• TASK BRIEF: In the records below, find the line with "stream it uses" and the line with "One last thing, this". Print both exactly, along with every line between them, and no other line.

Items from a dataset:
►
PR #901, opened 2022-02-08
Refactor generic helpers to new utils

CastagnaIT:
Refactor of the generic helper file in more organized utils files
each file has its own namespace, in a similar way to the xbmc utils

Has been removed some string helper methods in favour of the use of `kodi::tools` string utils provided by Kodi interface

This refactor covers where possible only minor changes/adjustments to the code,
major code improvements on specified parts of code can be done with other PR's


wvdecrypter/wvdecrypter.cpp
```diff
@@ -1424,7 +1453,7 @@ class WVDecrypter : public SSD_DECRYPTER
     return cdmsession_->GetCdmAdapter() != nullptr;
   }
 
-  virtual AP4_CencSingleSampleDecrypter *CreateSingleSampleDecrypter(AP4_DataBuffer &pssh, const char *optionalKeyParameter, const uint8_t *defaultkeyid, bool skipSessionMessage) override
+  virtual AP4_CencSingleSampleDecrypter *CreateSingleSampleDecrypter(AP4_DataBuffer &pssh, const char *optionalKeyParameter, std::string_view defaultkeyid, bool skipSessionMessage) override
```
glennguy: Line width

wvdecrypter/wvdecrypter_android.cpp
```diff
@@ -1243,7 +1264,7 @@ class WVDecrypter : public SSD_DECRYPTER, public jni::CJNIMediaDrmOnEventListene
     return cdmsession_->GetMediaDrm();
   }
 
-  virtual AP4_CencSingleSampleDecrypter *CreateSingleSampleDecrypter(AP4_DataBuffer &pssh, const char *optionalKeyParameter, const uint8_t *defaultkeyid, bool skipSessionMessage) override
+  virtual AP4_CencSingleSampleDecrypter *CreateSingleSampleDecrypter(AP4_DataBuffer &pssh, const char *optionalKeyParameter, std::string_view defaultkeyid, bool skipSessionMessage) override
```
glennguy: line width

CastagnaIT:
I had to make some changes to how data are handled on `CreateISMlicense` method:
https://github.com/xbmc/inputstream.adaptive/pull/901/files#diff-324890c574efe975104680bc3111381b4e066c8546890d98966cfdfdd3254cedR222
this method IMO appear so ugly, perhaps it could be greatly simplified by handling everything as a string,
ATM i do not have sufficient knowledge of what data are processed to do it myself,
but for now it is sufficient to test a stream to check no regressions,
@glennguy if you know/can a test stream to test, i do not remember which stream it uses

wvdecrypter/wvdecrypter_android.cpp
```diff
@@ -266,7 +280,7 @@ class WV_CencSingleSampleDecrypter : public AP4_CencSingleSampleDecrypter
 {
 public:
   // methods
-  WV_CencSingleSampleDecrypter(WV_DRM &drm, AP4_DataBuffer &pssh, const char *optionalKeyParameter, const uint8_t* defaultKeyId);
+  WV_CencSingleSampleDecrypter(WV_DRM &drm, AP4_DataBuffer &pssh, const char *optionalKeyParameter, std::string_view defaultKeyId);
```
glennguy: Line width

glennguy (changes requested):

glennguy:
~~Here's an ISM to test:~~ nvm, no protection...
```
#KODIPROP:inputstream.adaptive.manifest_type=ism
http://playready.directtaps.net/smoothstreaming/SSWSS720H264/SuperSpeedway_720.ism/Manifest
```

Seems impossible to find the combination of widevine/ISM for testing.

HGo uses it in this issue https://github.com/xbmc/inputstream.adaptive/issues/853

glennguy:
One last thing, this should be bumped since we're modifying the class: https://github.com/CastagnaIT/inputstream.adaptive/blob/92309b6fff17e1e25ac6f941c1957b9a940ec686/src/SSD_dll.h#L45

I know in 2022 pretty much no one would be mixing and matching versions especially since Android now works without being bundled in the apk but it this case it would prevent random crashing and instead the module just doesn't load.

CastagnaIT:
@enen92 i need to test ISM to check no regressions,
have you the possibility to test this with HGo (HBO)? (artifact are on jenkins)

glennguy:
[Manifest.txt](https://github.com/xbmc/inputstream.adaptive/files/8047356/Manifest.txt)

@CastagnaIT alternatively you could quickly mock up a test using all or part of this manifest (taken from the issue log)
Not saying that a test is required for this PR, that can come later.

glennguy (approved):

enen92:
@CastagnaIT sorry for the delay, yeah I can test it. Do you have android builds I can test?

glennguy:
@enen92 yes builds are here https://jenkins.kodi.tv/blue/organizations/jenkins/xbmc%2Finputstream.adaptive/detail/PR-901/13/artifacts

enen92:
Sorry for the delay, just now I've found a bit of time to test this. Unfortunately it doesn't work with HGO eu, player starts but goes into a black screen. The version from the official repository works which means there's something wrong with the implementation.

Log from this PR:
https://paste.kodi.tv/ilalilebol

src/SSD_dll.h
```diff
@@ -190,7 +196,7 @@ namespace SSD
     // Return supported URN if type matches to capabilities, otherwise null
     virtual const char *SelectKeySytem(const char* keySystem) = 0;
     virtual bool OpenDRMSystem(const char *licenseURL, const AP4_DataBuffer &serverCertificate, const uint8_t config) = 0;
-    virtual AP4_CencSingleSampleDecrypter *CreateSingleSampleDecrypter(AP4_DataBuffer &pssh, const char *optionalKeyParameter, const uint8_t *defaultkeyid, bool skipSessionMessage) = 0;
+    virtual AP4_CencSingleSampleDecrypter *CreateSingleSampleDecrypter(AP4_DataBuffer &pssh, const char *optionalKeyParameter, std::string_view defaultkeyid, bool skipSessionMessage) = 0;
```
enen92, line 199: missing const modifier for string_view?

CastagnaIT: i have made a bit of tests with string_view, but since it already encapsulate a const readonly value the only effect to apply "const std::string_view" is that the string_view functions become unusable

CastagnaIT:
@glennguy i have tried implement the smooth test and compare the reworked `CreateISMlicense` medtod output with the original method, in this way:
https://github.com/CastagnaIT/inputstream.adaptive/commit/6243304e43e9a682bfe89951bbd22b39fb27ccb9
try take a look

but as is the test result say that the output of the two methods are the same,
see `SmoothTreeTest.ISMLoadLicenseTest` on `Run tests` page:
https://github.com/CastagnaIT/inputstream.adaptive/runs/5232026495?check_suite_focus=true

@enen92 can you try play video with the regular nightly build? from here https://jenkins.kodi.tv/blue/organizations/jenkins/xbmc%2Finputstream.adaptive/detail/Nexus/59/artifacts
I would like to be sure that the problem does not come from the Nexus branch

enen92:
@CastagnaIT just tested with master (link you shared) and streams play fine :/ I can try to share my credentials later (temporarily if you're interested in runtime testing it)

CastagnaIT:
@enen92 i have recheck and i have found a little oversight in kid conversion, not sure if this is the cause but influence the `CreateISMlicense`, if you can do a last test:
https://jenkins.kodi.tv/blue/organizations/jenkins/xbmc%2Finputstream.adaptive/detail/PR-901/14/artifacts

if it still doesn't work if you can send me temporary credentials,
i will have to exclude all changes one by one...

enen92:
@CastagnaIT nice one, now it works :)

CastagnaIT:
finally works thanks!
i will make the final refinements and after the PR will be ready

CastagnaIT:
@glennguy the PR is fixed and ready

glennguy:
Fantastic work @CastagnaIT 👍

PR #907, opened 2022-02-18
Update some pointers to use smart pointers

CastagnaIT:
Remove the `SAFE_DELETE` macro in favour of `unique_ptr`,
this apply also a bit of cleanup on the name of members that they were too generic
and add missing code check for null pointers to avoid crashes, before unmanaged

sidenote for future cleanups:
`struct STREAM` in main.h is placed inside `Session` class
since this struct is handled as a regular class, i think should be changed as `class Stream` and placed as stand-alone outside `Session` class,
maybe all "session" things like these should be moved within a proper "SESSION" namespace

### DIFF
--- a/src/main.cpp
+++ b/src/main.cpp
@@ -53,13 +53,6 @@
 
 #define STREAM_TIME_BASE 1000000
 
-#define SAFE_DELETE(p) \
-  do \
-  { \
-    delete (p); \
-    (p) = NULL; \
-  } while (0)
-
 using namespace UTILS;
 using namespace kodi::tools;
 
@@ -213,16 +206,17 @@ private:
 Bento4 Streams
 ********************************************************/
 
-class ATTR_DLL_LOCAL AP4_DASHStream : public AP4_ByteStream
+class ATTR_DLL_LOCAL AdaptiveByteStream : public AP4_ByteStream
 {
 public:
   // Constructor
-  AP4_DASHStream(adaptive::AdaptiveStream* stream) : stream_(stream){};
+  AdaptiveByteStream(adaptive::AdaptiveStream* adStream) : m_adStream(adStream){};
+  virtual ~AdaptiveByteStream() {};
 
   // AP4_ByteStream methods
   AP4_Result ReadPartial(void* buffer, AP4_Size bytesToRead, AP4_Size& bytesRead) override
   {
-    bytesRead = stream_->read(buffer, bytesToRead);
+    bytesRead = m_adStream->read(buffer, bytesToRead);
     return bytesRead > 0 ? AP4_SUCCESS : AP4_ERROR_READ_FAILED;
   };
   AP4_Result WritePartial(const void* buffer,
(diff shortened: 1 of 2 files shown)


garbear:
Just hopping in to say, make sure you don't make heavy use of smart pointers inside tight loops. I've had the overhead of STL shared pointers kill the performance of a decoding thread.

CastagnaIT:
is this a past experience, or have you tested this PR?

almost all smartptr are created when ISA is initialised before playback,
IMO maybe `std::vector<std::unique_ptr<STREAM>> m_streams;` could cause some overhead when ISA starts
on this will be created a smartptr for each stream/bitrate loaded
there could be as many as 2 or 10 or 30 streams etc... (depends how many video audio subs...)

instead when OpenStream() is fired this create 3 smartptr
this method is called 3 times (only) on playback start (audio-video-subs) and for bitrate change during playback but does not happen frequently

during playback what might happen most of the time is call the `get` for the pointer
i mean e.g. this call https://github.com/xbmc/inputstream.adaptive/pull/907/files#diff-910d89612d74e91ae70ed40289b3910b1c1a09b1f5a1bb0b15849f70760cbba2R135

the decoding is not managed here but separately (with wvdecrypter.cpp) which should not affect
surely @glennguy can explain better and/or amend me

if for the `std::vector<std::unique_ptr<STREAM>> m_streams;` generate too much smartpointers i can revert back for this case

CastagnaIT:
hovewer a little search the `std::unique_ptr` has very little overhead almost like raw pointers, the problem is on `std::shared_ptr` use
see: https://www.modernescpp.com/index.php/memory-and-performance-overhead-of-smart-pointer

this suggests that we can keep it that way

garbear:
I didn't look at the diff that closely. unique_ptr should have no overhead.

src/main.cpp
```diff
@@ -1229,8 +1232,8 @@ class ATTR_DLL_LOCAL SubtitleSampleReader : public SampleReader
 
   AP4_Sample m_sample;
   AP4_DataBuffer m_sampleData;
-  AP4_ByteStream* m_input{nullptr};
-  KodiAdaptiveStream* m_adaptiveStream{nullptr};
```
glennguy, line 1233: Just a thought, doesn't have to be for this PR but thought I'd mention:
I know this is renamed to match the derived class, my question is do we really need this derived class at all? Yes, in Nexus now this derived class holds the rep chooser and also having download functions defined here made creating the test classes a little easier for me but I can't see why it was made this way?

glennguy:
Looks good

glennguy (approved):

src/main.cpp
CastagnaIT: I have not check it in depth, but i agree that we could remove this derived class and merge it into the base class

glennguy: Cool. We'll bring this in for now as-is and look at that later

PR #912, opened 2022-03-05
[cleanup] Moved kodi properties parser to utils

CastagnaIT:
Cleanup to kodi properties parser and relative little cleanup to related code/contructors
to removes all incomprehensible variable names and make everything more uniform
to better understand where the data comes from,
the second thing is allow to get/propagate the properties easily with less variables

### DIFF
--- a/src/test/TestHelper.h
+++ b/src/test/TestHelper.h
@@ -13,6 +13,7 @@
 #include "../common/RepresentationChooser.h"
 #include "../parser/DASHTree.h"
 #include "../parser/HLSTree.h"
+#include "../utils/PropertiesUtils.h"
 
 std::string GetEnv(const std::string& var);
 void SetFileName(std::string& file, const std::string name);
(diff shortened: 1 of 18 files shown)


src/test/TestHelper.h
◄
• PROBLEM SOLUTION:
@glennguy if you know/can a test stream to test, i do not remember which stream it uses

wvdecrypter/wvdecrypter_android.cpp
```diff
@@ -266,7 +280,7 @@ class WV_CencSingleSampleDecrypter : public AP4_CencSingleSampleDecrypter
 {
 public:
   // methods
-  WV_CencSingleSampleDecrypter(WV_DRM &drm, AP4_DataBuffer &pssh, const char *optionalKeyParameter, const uint8_t* defaultKeyId);
+  WV_CencSingleSampleDecrypter(WV_DRM &drm, AP4_DataBuffer &pssh, const char *optionalKeyParameter, std::string_view defaultKeyId);
```
glennguy: Line width

glennguy (changes requested):

glennguy:
~~Here's an ISM to test:~~ nvm, no protection...
```
#KODIPROP:inputstream.adaptive.manifest_type=ism
http://playready.directtaps.net/smoothstreaming/SSWSS720H264/SuperSpeedway_720.ism/Manifest
```

Seems impossible to find the combination of widevine/ISM for testing.

HGo uses it in this issue https://github.com/xbmc/inputstream.adaptive/issues/853

glennguy:
One last thing, this should be bumped since we're modifying the class: https://github.com/CastagnaIT/inputstream.adaptive/blob/92309b6fff17e1e25ac6f941c1957b9a940ec686/src/SSD_dll.h#L45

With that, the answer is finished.